Last Week in the Legislature
The Session Ends … Then Begins Again …
Then Ends (Maybe?)
By Kenneth Besserman
Director of Government Affairs and Special Counsel
June 2, 2023 | Issue 16
AUSTIN - The 88th Session of the Texas Legislature ended on May 29, with serious disagreements on significant issues, in-fighting between the Big Three (Governor Greg Abbott, Lt. Governor Dan Patrick and Speaker Dade Phelan) and an impeachment of Attorney General Ken Paxton with a summer Senate trial on the horizon. The end of session dynamics were unprecedented and should make for an interesting summer and fall – the Senate impeachment trial and multiple special sessions.
Success for TXCPA
First, let us get to the very good news for the CPA and accounting profession and TXCPA. This session, the legislature and TXCPA took some very big steps in addressing the CPA pipeline. There are strong headwinds facing many professions from demographic changes, higher education challenges and affordability, job expectations and requirements, and salaries. This session, TXCPA, along with our partners in the legislature, advocated for two bills to begin to address the pipeline by allowing students who are ready to begin the CPA Exam process a bit earlier in their education journey and to provide some additional accounting scholarship opportunities to more students.

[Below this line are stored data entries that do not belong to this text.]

PR #292, opened 2021-03-13
Fix Banners not loading

NetDwarf:
Fix some guards not loading when a component with same Skin and Rotation exists multiple times in a keep


NetDwarf:
**Please do not merge before the "FixKeeps" Storm commit**

Side note: Banners on Towers do not appear on first start, but when captured.

Graveen:
Ok merged both :)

SB 159 – allowing students to begin to take the CPA Exam after completion of 120 hours of education and 21 hours of upper-level accounting – was signed by the Governor and is now the law. The change in law becomes effective on September 1. This was a big change for Texas, and TXCPA is working hard on making sure the rules work for students, educators and the Texas State Board of Public Accountancy.
The second bill, HB 2217, includes an expansion of the State Board’s Fifth-Year Scholarship Program. The legislation will expand the number of students who would be eligible to receive a scholarship to include accounting students who have completed at least 15 hours of upper-level accounting. Governor Abbott has until June 18 to sign the bill.
Both of these bills are important steps in addressing the pipeline and it was a heavy lift to get these bills moving early on in the legislative process to avoid the inevitable end-of-session meltdown. We will be back with more information on both of these bills in the coming months about how students can take advantage of the legislation in their path to CPA licensure.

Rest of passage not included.